Why Dumping Your Core Bond Fund Could Cost You

Recent fund flow data suggests that investors may be rethinking past decisions to swap their intermediate-term bond funds with nontraditional or bank-loan alternatives.

Christine Benz: Hi, I'm Christine Benz for

Fund flows can provide an interesting window into investor sentiment. Joining me to discuss some of the choices investors have been making in the realm of bond funds is Eric Jacobson, a senior analyst for active strategies for Morningstar.

Eric, thank you so much for being here.

Eric Jacobson: It's great to see you Christine. Thank you.

Benz: It's great to see you in person.

Jacobson: Thanks.

Benz: We're going to look at some of the flows we've seen into various bond fund types, and maybe you can give us a window into what you think is driving investor choices in some of these cases.

Let's start with nontraditional bond. There has been a gusher of new inflows into this category. You've been specializing in this group for a while now. Why do you think investors have been so attracted to this fund type?

Jacobson: Let me start by saying that lot of folks may have heard the term "unconstrained" ...

Benz: ... PIMCO's big fund is called "unconstrained."

Jacobson: That's correct. So that area dominates this nontraditional category. We use the name "nontraditional" because there are few other strategies that are similar, but they don't call themselves "unconstrained," so we wanted to have our category be broader, but it's really a lot of unconstrained funds.

That's a big part of it, because these funds have been marketed as not only go-anywhere, but go-anywhere and give your manager lots of latitude, not just in terms of sectors and so forth, but also in terms of managing interest rate sensitivity.

As we've talked about for the last several years, a number of these have been relatively short, but with the promise that they can go longer if necessary, and they can go negative if necessary. It's just been a huge success for the industry, and it's worked wonderfully well from a sales perspective, because up until recently, people have been pulling money out of their core funds that have rate sensitivity, and trying to escape to something like this.

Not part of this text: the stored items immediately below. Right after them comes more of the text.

PR #126, opened 2022-10-11
UX(finish): Progress step UX

ezr-ondrej:
Use correct icons, improve copywrites.

Screenshot from 2022-10-11 18-03-17
[Screencast from 11.10.2022 18:06:24.webm](https://user-images.githubusercontent.com/2884324/195152596-ba5bd573-2fd0-4d54-a9a1-97be241a3d23.webm)

### DIFF
--- a/src/Components/ProvisioningWizard/steps/FinishProgress/index.js
+++ b/src/Components/ProvisioningWizard/steps/FinishProgress/index.js
@@ -10,7 +10,11 @@ import {
   Button,
   WizardContextConsumer,
 } from '@patternfly/react-core';
-import { CogsIcon, OkIcon, ErrorCircleOIcon } from '@patternfly/react-icons';
+import {
+  CogsIcon,
+  CheckCircleIcon,
+  ExclamationCircleIcon,
+} from '@patternfly/react-icons';
 import { useWizardContext } from '../../../Common/WizardContext';
 import { useMutation, useQuery } from 'react-query';
 import {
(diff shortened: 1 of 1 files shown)


lzap:
Just an observation: errors coming out from the backend will always be lowercase (non-sentences). So you could format this as: An error occured: reason from the backend.

But this can be done later as @avitova is working on error payload improvements.

src/Components/ProvisioningWizard/steps/FinishProgress/index.js
```diff
@@ -117,31 +121,26 @@ const FinishStep = ({ onClose, imageID }) => {
     : false;
```
avitova, line 121: Do we have to use the ternary operator? Would possibly `polledReservation && polledReservation.success === false` not work? I've been only working in typescript if that makes a difference.

ezr-ondrej: maybe even using the conditional operator `polledReservation?.success === false` would work here :)
It's already existing code, do you want to send a patch, or shall we include it here? :)

avitova: Let's include this here since you already modify the file in this PR. :)

src/Components/ProvisioningWizard/steps/FinishProgress/index.js
```diff
@@ -167,15 +165,15 @@ const FinishStep = ({ onClose, imageID }) => {
...
           <EmptyStateSecondaryActions>
-            {isError && (
-              <Button onClick={() => goToStepById(1)} variant="link">
-                Back
-              </Button>
-            )}
             <Button
               variant="link"
-              isDisabled={!showCloseButton()}
+              isDisabled={!isError && activeStep < 2}
```
amirfefer, line 176: what if there's an error during step 2 and above? shouldn't we have a clickable close button?

amirfefer (approved):
Tested and seem to work well
thanks @ezr-ondrej , @avitova !

PR #137, opened 2022-10-18
Add ouia for pubkey

mshriver:
Ready for review, I've checked the deployed image.

FileUpload doesn't actually support it, happy to remove that one if reviewers would rather it not be there until its supported.


amirfefer (approved):
Thanks @mshriver 👍

PR #141, opened 2022-11-02
Added ouiaID and id for launch page

akhil-jha:


src/Components/ProvisioningWizard/steps/FinishProgress/index.js
```diff
@@ -96,7 +96,7 @@ const FinishStep = ({ onClose, imageID }) => {
     title = 'Launching of system(s) had failed';
     iconProps = { color: pf_danger_color_100, icon: ExclamationCircleIcon };
   } else if (activeProgress === 100) {
-    title = 'Launching of system(s) had successeded';
+    title = 'Launching of system(s) had succeeded';
```
mshriver, line 99: `has` is probably more grammatically relevant here for all of these titles.

`Launching of system(s) has failed`
`Launching of system(s) has succeeded`

And we can probably drop a few words entirely and just state `Launching system(s): Success`

mshriver (approved):

src/Components/ProvisioningWizard/steps/FinishProgress/index.js
ezr-ondrej: I'd rather leave this up to UX/docs, so far the guidance usually is that using full sentences is much better and these shortcuts are usually not worth it.
But we can change it once we get docs opinion on the matter :)

ezr-ondrej (approved):

PR #324, opened 2023-09-06
feat(HMS-1897): add export to csv btn to instances table

amirfefer:
This adds an export to csv button to the instances table

Screen Shot 2023-09-06 at 11 30 38

vs

Screen Shot 2023-09-05 at 18 51 09

### DIFF
--- a/src/Components/InstancesTable/helpers.js
+++ b/src/Components/InstancesTable/helpers.js
@@ -12,3 +12,29 @@ export const SSHUsername = (provider) => {
       '';
   }
 };
+
+const flattenInstances = (instances) => {
+  return instances.map(({ instance_id, detail }) => ({ id: instance_id, ...detail }));
+};
+const convertToCSV = (objArray) => {
+  const flatten = flattenInstances(objArray);
+  const header = Object.keys(flatten[0]);
+  const csv = flatten.map((row) => header.map((fieldName) => JSON.stringify(row[fieldName])).join(','));
+  csv.unshift(header.join(','));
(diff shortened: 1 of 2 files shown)


amirfefer:
I took the design from Patternfly guidelines: 
https://www.patternfly.org/2023.02/components/table/design-guidelines
The button and pagination are under the Toolbar component

We can use a kebab dropdown instead of a button action, but I don't think we have another action to add.

adiabramovitch:
I am not expert, but I think that something more minimal like a download button would suffice

MariSvirik:
Great job trying to find the answers in PF guidelines, but this was a tricky one.
I talked to the design team about this as I wasn't sure if my solution was correct. 
We ended up voting for this:
The button is located under the table - it follows an empty state pattern (actions are at the bottom) and also an eye pattern (content leading all the way down).  If you want we can talk about the button being secondary, but I don't think we want to make it that prominent. 
Also, be aware that an icon is different.
Screenshot 2023-09-06 at 15 19 56

amirfefer:
Thanks @MariSvirik,

My concern is when there are multiple instances to scroll in order to see the button at the bottom, but as you mention, there's a pagination for ease.

updated:
Screen Shot 2023-09-07 at 16 01 14

adiabramovitch (approved):
LGTM, checked and work as expected. waiting for the pipeline to pass.

ezr-ondrej:
Thank you @amirfefer ! :tada:

PR #325, opened 2023-09-06
build: use npm build instead of yarn

amirfefer:
in GitHub action, we use yarn for building, but we use npm.


ezr-ondrej (commented):
Makes sense :+1:

Tho I can't find the artifact, so I'd rather wait with this for the transition to the containerized deployments, lets not change the old way before we stop using it :)

ezr-ondrej (approved):

ezr-ondrej:
Thanks @amirfefer ! :)

PR #327, opened 2023-09-08
ci: Drop Sonarqube for Synk

ezr-ondrej:
Synk is much easier to work with and integrate with. We won't have coverage reports and other quality checks, but there are better tools for the job.


lzap (approved):
Tests failure, LGTM.

PR #333, opened 2023-09-10
feat(HMS-2542): remove travis deployment

amirfefer:
This removes the deployment configuration via travis and the frontend build repo.
Merge only after akamai transition is done for prod.


ezr-ondrej (approved):
LGTM, but as stated, needs to wait for Akamai! :)

ezr-ondrej:
Akamai switch was done, I've verified everything works.
Unfortunatelly I'm not able to verify that we  are really consuming assets from new deploy, but I guess we need to trust the system there ;P

We can always revert this tho :)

Benz: The interesting thing is, when you look at performance, some of those core fund types that investors had been pulling their money from have actually outperformed some of the nontraditional bond funds, in part because of their greater rate sensitivity.

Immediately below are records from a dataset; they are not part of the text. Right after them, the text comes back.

PR #334, opened 2023-09-12
feat(HMS-2227): Add Pubkeys pagination

adiabramovitch:
[Screencast from 2023-09-20 14-33-03.webm](https://github.com/RHEnVision/provisioning-frontend/assets/57755873/5fef7d96-82f3-44d7-8150-49a4c03032b7)

### DIFF
--- a/src/API/helpers.js
+++ b/src/API/helpers.js
@@ -1,2 +1,4 @@
 export const provisioningUrl = (path) => `/api/provisioning/v1/${path}`;
 export const imageBuilderURL = (path) => `/api/image-builder/v1/${path}`;
+export const LIMIT = 100;
+export const OFFSET = 0;
--- a/src/Components/ProvisioningWizard/steps/Pubkeys/PubkeySelect.js
+++ b/src/Components/ProvisioningWizard/steps/Pubkeys/PubkeySelect.js
@@ -1,13 +1,14 @@
 import React from 'react';
 import PropTypes from 'prop-types';
 import { Alert, Select, SelectOption, Spinner, FormGroup } from '@patternfly/react-core';
-import { useQuery } from '@tanstack/react-query';
+import { useInfiniteQuery } from '@tanstack/react-query';
 
 import { PUBKEYS_QUERY_KEY } from '../../../../API/queryKeys';
 import { fetchPubkeysList } from '../../../../API';
 import { useWizardContext } from '../../../Common/WizardContext';
 import { isNotSupportKeyFormat } from './helpers';
 import { humanizeProvider } from '../../../Common/helpers';
+import { LIMIT } from '../../../../API/helpers';
 
 const selectOptionObj = (id, name) => ({
   id: id,
@@ -34,7 +35,17 @@ const PubkeySelect = ({ setStepValidated }) => {
     }
   }, [selection]);
 
-  const { isLoading, isError, data: pubkeys } = useQuery(PUBKEYS_QUERY_KEY, fetchPubkeysList);
+  const { data, fetchNextPage, isLoading, isError, hasNextPage } = useInfiniteQuery({
+    queryKey: [PUBKEYS_QUERY_KEY],
+    queryFn: ({ pageParam = 0 }) => fetchPubkeysList(pageParam),
+    getNextPageParam: (lastPage) => {
+      const nextOffset = lastPage.data?.length < lastPage.metadata?.total ? lastPage.offset + LIMIT : false;
+      return nextOffset;
+    },
+  });
+
+  const total = data?.pages[0]?.metadata?.total || 0;
+  const pubkeys = data?.pages.map((page) => page.data).flat() || [];
 
   const onSelect = (event, value) => {
     setWizardContext((prevState) => ({
@@ -61,7 +72,7 @@ const PubkeySelect = ({ setStepValidated }) => {
 
   return (
     <FormGroup
-      helperTextInvalid={`Key format is not support in ${humanizeProvider(wizardContext.provider)}`}
+      helperTextInvalid={`Key format is not supported in ${humanizeProvider(wizardContext.provider)}`}
       label="Select public key"
       validated={!isKeySupported && 'error'}
     >
@@ -73,11 +84,25 @@ const PubkeySelect = ({ setStepValidated }) => {
         selections={selection}
         placeholderText="Select public key..."
         aria-label="Select public key"
-        validated={!isKeySupported && 'error'}
+        {...(pubkeys &&
+          hasNextPage &&
+          pubkeys.length < total && {
+            loadingVariant: {
+              text: `View more (${total - pubkeys.length})`,
+              onClick: () => {
+                fetchNextPage();
+              },
+            },
+          })}
       >
-        {pubkeys.map(({ id, name }) => (
-          <SelectOption aria-label={`Public key ${name}`} key={id} value={selectOptionObj(id, name)} />
-        ))}
+        {pubkeys &&
+          data.pages.map((group, i) => (
+            <React.Fragment key={i}>
+              {group.data.map((pubkey) => (
+                <SelectOption aria-label={`Public key ${pubkey.name}`} key={pubkey.id} value={selectOptionObj(pubkey.id, pubkey.name)} />
+              ))}
+            </React.Fragment>
+          ))}
       </Select>
     </FormGroup>
   );
--- a/src/Components/ProvisioningWizard/steps/Pubkeys/Pubkeys.test.js
+++ b/src/Components/ProvisioningWizard/steps/Pubkeys/Pubkeys.test.js
@@ -2,7 +2,7 @@ import React from 'react';
 import userEvent from '@testing-library/user-event';
 import Pubkeys from '.';
 
-import { render, screen } from '../../../../mocks/utils';
+import { render, screen, waitFor } from '../../../../mocks/utils';
 import { provisioningUrl } from '../../../../API/helpers';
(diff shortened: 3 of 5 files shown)


src/Components/SourcesSelect/index.js
```diff
@@ -1,35 +1,66 @@
...
+              chosenSource: sources[0].id,
+            }));
+            setValidation('success');
+          }
+          setSrcs((prevSrcs) => [...prevSrcs, ...sources]);
+        },
+      },
+      LIMIT,
+      offset
+    );
```
adiabramovitch, line 46: This block needs to e called every time the offset is being changed, meaning,every time the View more button was pressed. 
But as you can see isLoading, error are dependent at that call as well. 
So I thought to have a function that is dealing with the entire fetching logic and call it every time the offset was updated. 
The browser crushes and I guess it is not the correct way, for Pubkeys we do no have that problem.

adiabramovitch: @ezr-ondrej

src/Components/ProvisioningWizard/steps/Pubkeys/PubkeySelect.js
```diff
@@ -34,7 +37,13 @@ const PubkeySelect = ({ setStepValidated }) => {
     }
   }, [selection]);
 
-  const { isLoading, isError, data: pubkeys } = useQuery(PUBKEYS_QUERY_KEY, fetchPubkeysList);
+  const { isLoading, isError, data } = useQuery([PUBKEYS_QUERY_KEY, LIMIT, offset], () => fetchPubkeysList(LIMIT, offset));
```
ezr-ondrej, line 40: given the LIMIT is static, we might omit it from the key IMO :)

src/Components/ProvisioningWizard/steps/Pubkeys/Pubkeys.test.js
```diff
@@ -19,6 +19,33 @@ describe('Pubkeys', () => {
       expect(items).toHaveLength(2);
     });
 
+    test('view more with click', async () => {
```
ezr-ondrej, line 22: Wow, this seems to work, because the tests are green but I wonder ... HOW? xD
We have the limit set to 100 constant and we mock only the first request...
Do you know why it actually works? :open_mouth:

src/Components/ProvisioningWizard/steps/Pubkeys/PubkeySelect.js
```diff
@@ -73,11 +91,17 @@ const PubkeySelect = ({ setStepValidated }) => {
         selections={selection}
         placeholderText="Select public key..."
         aria-label="Select public key"
-        validated={!isKeySupported && 'error'}
+        {...(pubkeys &&
+          pubkeys.length < total && {
```
ezr-ondrej, line 95: could we use `hasNextPage` from the [useInfiniteQuery return values](https://tanstack.com/query/v4/docs/react/reference/useInfiniteQuery) for this condition? :thinking:

src/Components/ProvisioningWizard/steps/Pubkeys/Pubkeys.test.js
```diff
@@ -19,6 +19,33 @@ describe('Pubkeys', () => {
...
+      const { server, rest } = window.msw;
+      server.use(
+        rest.get(provisioningUrl('pubkeys?limit=1&offset=0'), (req, res, ctx) => {
```
adiabramovitch, line 25: Because Of that :)

src/Components/ProvisioningWizard/steps/Pubkeys/PubkeySelect.js
adiabramovitch: I tried but it didn't seem to work, but I'll try again maybe I missed something

src/Components/ProvisioningWizard/steps/Pubkeys/Pubkeys.test.js
ezr-ondrej: tho I'd expect the second request to be `limit=100&offset=100`. Tho maybe the mock ignores params! :) that might be it...
Then it's bit confusing to have the params in the URL tho :)
I still don't get the LIMIT working as expected tho (to be 1, when we have constant set to 100)

ezr-ondrej:
btw there is a typo in paginatin => pagination, but I can fix that on merge

akhil-jha:
Do you think it would be too much clicking on View More to get to your pubkey? What if the pubkey name starts with 'z'? 
Can we do it in a batch of 10?

src/Components/ProvisioningWizard/steps/Pubkeys/Pubkeys.test.js
akhil-jha: The test is green because, for each launch click, a new pubkey is created, and in the test teardown, the pubkey is removed.....so in a way, dropdown of pubkey has only 1 pubkey present. 
The test will fail when it comes to integration test since there might be pubkeys present of other users.

ezr-ondrej:
> Do you think it would be too much clicking on View More to get to your pubkey? What if the pubkey name starts with 'z'? Can we do it in a batch of 10?

I believe we are doing it in batch of 100 :) The example is just to  showcase it with lower value ;)

src/API/helpers.js
```diff
@@ -1,2 +1,3 @@
 export const provisioningUrl = (path) => `/api/provisioning/v1/${path}`;
 export const imageBuilderURL = (path) => `/api/image-builder/v1/${path}`;
+export const LIMIT = 100;
```
ezr-ondrej, line 3: @akhil-jha here we've set the final batch, tho agreed the example is missleading, but it would be hard to create 100+ keys to showcase it.

akhil-jha: Ahh. Okay. :)

adiabramovitch:
@ezr-ondrej I am not sure, is there a problem? :)

ezr-ondrej:
> @ezr-ondrej I am not sure, is there a problem? :)

I've stared an offline discussion, but I believe the test is still not clear, I'd like it to better explain the code behaviour.
[This discussion](https://github.com/RHEnVision/provisioning-frontend/pull/334#discussion_r1331583994) seems unresolved to me.

amirfefer (changes requested):
Thanks @adiabramovitch! tested and it works as expected.

On every initial rendering,  it looks like there's a redundant API call, with a given object as offset:
Screen Shot 2023-10-04 at 21 53 57

Also, no spinner or any indication for loading is shown during view more, like the patterfnly example, which I don't mind adding in a follow-up PR.

https://github.com/RHEnVision/provisioning-frontend/assets/11807069/907409c5-e634-4896-9607-8fd5bcc4d47f

src/Components/ProvisioningWizard/steps/Pubkeys/PubkeySelect.js
```diff
@@ -34,7 +35,21 @@ const PubkeySelect = ({ setStepValidated }) => {
...
+    getNextPageParam: (lastPage) => {
+      const nextOffset = lastPage.data?.length < lastPage.metadata?.total ? lastPage.offset + LIMIT : false;
+      return nextOffset;
+    },
+  });
+
+  const total = data?.pages.map((item) => item.metadata?.total || 0)[0];
+  const pubkeys = data?.pages.reduce((acc, page) => {
+    return [...acc, ...page.data];
+  }, []);
```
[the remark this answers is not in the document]
adiabramovitch: Fixed

adiabramovitch:
> Thanks @adiabramovitch! tested and it works as expected.
> 
> On every initial rendering, it looks like there's a redundant API call, with a given object as offset: Screen Shot 2023-10-04 at 21 53 57
> 
> Also, no spinner or any indication for loading is shown during view more, like the patterfnly example, which I don't mind adding in a follow-up PR.
> 
>  Screen.Recording.2023-10-04.at.21.58.32.mov

There is an extra call from here: frontend/src/Components/ProvisioningWizard/steps/Pubkeys/index.js 
It is solved when adding the offset parameter, it does not seem like the default value works.

src/Components/ProvisioningWizard/steps/Pubkeys/index.js
```diff
@@ -1,19 +1,25 @@
...
 import { fetchPubkeysList } from '../../../../API';
+import { OFFSET } from '../../../../API/helpers';
 
 const EXIST_KEY_OPTION = 'existKey';
 const NEW_KEY_OPTION = 'newKey';
 
 const PublicKeys = ({ setStepValidated }) => {
   const [wizardContext, setWizardContext] = useWizardContext();
-  const { isError, data: pubkeys } = useQuery(PUBKEYS_QUERY_KEY, fetchPubkeysList);
+  const { isError, data } = useInfiniteQuery({
```
ezr-ondrej, line 17: also when testing, I've discovered, that using `useQuery` and `useInfiniteQuery` under the same key trips the query weirdly, so I wanted to be on the safe side and migrated to usage of infiniteQuery here as well.

ezr-ondrej:
/retest

Oh my the bot misbehaves :(

ezr-ondrej:
/retest

:roll_eyes:

akhil-jha:
@ezr-ondrej  Finally you got the green xD

ezr-ondrej:
> @ezr-ondrej Finally you got the green xD

And the hell of a ride it was xD The bot just did not like testing today xD

ezr-ondrej (approved):
Thanks @adiabramovitch ! :orange_heart:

Jacobson: That's exactly right. This is something that I think people really need to try and understand better, because it says something about both categories. I have been harping on this: The nontraditional category, as much as the focus and discussion is all about rate sensitivity, and the fact that they're going to be safer because they're either shorter or very tactical, most of them have tried to make up for the low-return possibilities with more credit risk. That has a lot of impact on how they've performed.